It has taken a month to fuss over my new blog, but I finally made my first SQL entry. Since I’m excited about the upcoming SQL Pass conference, I thought I would show a fictitious problem about employees and their interests in SQL Conferences.
Problem: You are given two tables. The first table contains employees. The second table contains all the SQL Conferences each employee has been interested in along with the date they showed interest in the conference and whether or not they are still interested. You are asked to find the last SQL Conference that was added for each employee. Only conferences the employees are still interested in should be included, and only one conference per employee should be listed. The returned data should be ordered by the employee’s last name and first name.

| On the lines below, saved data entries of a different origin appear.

PR #943, opened 2023-11-03
145339-fix-null-deferral

Maxim-Lam:
### Description

- fixed null values in oas deferral text and table not appearing
- tests no longer failing

- properly pass in living country and lived only in canada values to the OasEligibility
-

see ado for parameters


alex-solo (approved):
perfect!

PR #945, opened 2023-11-06
July 2013 OAS deferral

alex-solo:
### Description

Long awaited July 2013 OAS deferral logic. See associated ADO task to get a full idea of requirements. In brief, there are front and "back" end portions to this.

**Front-end**: When client selects "Yes", they already receive OAS, the deferral dropdown values are populated based on their age in July 2013. If they were between the ages 65-70 at that time, they could have deferred by 70 - age in July 2013. 

**Back-end**: If the client answers "No" to whether they already receive OAS, we need to know what the users age was in July 2013 and based on that calculate the "deferred" scenario (as a reminder, we calculate the deferred and non-deferred scenarios and compare which would provide a more beneficial estimate for the user). The comparison logic is still the same, we just needed to calculate the deferral scenario differently - keeping in mind the "true" number of months the client could have deferred based on the fact that OAS deferral only came into effect in July 2013.

- merge Vero's branch
- front-end July 2013 OAS deferral logic
- back-end July 2013 OAS deferral logic
- new test scenarios
- test utils logic to calculate age in July 2013 based on birth year and month
- upload latest scenarios excel sheet from sharepoint

back-end is hard to test, the automated tests do that but should test the front end dropdowns making sure the correct number of years/months are being populated. For example, if the user was over 70 in July 2013, shouldn't have the option to select anything, if they were 67.5, should be able to select up to 2 years and 6 months


Maxim-Lam (approved):
Everything looks good, Alex. I tested with the scenarios you mention and everything works like you describe.

PR #950, opened 2023-11-17
ADO-153380: Legal status "No" returned empty age array

alex-solo:
- Need to ensure that when partner legal status is "No", we don't pass a NaN to function that determines "future ages". 
- Client legal status "No" results in user not being able to continue so we don't need to worry about that case.


MarcoGoC (approved):
+1 thanks

PR #954, opened 2023-11-28
153393 - changed date to 1900 to match error message

MarcoGoC:
### Description
- Changed the date validation from 1800 to 1900 to match the error message

- as above 

- enter a year before 1900


Maxim-Lam (approved):
Looks good

PR #956, opened 2023-11-30
157393 - Check Benefit exists

MarcoGoC:
### Description
- when checking for oas which is not part of the array it crashes, by adding a condition we avoid that 

- Adding a condition to check for non undefined values

- Go to staging or Prod try the values. 
- Try the same on this branch 

### Additional Notes
-


Maxim-Lam (approved):
Nice fix

PR #960, opened 2023-12-05
ADO 134595: Refactor benefitHandler

alex-solo:
### Description

- Refactored BenefitHandler class to take field related concerns out and keep benefit logic only.

- create FieldsHandler class

- Run through the app, try some examples, make sure the fields are populated, appear/disappear based on previous inputs and make sure the results page comes up and displays results as it should

### Additional Notes

- We could refactor further into "InputsHandler" and "TranslationHandler" but this refactor gives us a much more concise file and might be good enough of a refactor. Can discuss with team later, refactor as needed during other tasks.


MarcoGoC (approved):
Looks good to me, and passes all current tests

PR #966, opened 2023-12-11
156831 - updated link anchor for footer

MarcoGoC:
### Description
- navigate using Tab to the top of the page where there is a hidden link for "Skip to about government" on click it will move the page to the footer 

- as above


Maxim-Lam (approved):
Hey Marco, everything looks good on Chrome but have you tested on FF? It does not seem to tab properly for me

The first solution that came to mind, was to use the MAX function on the InterestAddDate field to find the last added interest. There are two issues with this approach though.

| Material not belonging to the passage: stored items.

PR #976, opened 2023-12-15
Fix 143948

Maxim-Lam:
### Description

Fix for 143948. Only display the message if the age used to calculate the benefit is not the age that was input and if lived in canada is less than 40. We don not want to display 40 years in the message

- pass the query age in from future handler down to oas benefit
- add conditions to display appropriate message (less than 40 in canada, age != input age)
- break message down to display appropriately

- check bug for parameters

### Additional Notes

-

### DIFF
--- a/utils/api/benefitHandler.ts
+++ b/utils/api/benefitHandler.ts
@@ -33,19 +33,19 @@ export class BenefitHandler {
   fields: FieldsHandler
   future: Boolean
   compare: Boolean
-  age: number
+  formAge: number
 
   constructor(
     readonly rawInput: Partial<RequestInput>,
     future?: Boolean,
-    age?: number,
+    formAge?: number,
     compare: Boolean = true
   ) {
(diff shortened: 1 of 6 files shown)


utils/api/benefitHandler.ts
```diff
@@ -158,7 +161,7 @@ export class BenefitHandler {
       false,
       this.future,
       false,
-      this.input.client.age
```
alex-solo, line 161: in cases when age from the form is different from age we want to calculate the benefits for (ex. form input 61, we run the benefit handler for both 61, then future ages, for example 65, 72 etc.) we would need to use right age. With the change you added here, it would be 61 for every case.

alex-solo (changes requested):

utils/api/benefitHandler.ts
Maxim-Lam: fixed

alex-solo (approved):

1. In order to get the activity field returned, the Interest table has to be joined a second time on the MAX(InerestAddDate).
2. Multiple rows will be returned if the employee had an interest in two SQL conferences on the same date. While this could be a valid result set, in this case only one activity should be returned.
WITH CTE_InterestsByMax AS ( SELECT EmployeeID ,MAX(InterestAddDate) AS LastInterestAdDate FROM dbo.Interest AS i WHERE isActive = 1 GROUP BY EmployeeID ) SELECT e.FirstName + ‘ ‘ + e.LastName AS EmployeeName ,i.InterestAddDate ,i.Activity FROM CTE_InterestsByMax AS im JOIN dbo.Interest AS i ON im.LastInterestAdDate = i.InterestAddDate AND im.EmployeeID = i.EmployeeID JOIN dbo.Employee AS e ON im.EmployeeID = e.EmployeeID ORDER BY e.LastName ,e.FirstName |
Solution: To address these two issues, I used a Common Table Express (CTE) and the ROW_NUMBER function. This function will number each row with a unique sequential number based on the OVER clause. Inside the OVER clause, I will order the data by the InterestAddDate field in descending order. Since I want to find the last SQL Conference of interest for each employee, I’m going to add the PARTITION statement on the EmployeeID field to the OVER clause. This will cause the ROW_NUMBER function to start over for each EmployeeID. Since I’m not using an aggregate function, I can return all the data from the Interest table that I need.
In the next part of the query , I join the CTE to the Employee table and add a WHERE clause. Since I ordered each partition in descending order, I know that the first row of each partition will have a rowindex of 1. I can now filter my data by rowindex = 1.
WITH CTE_InterestsByRow_Number AS ( SELECT i.EmployeeID ,i.InterestAddDate ,i.Activity ,ROW_NUMBER() OVER (PARTITION BY i.EmployeeID ORDER BY i.InterestAddDate DESC) AS RowIndex FROM dbo.Interest AS i WHERE i.IsActive = 1 ) SELECT e.FirstName + ‘ ‘ + e.LastName AS EmployeeName ,i.InterestAddDate ,i.Activity FROM CTE_InterestsByRow_Number AS i JOIN dbo.Employee AS e ON i.EmployeeID = e.EmployeeID WHERE rowindex = 1 ORDER BY e.LastName ,e.FirstName |
When I looked at the logical reads for these two separate queries, the query using the MAX function had twice as many logical reads as the query with the ROW_NUMBER function. When I looked at the Execution Plan for both queries, I found the query using the MAX function had a higher Query Cost relative to the batch. My first run with the data, I used 20 Employees and 40 Interests. For the second run, I used 1000 employees and 4000 interests. I found that the Query Cost for the query using the MAX function increased with the larger datasets.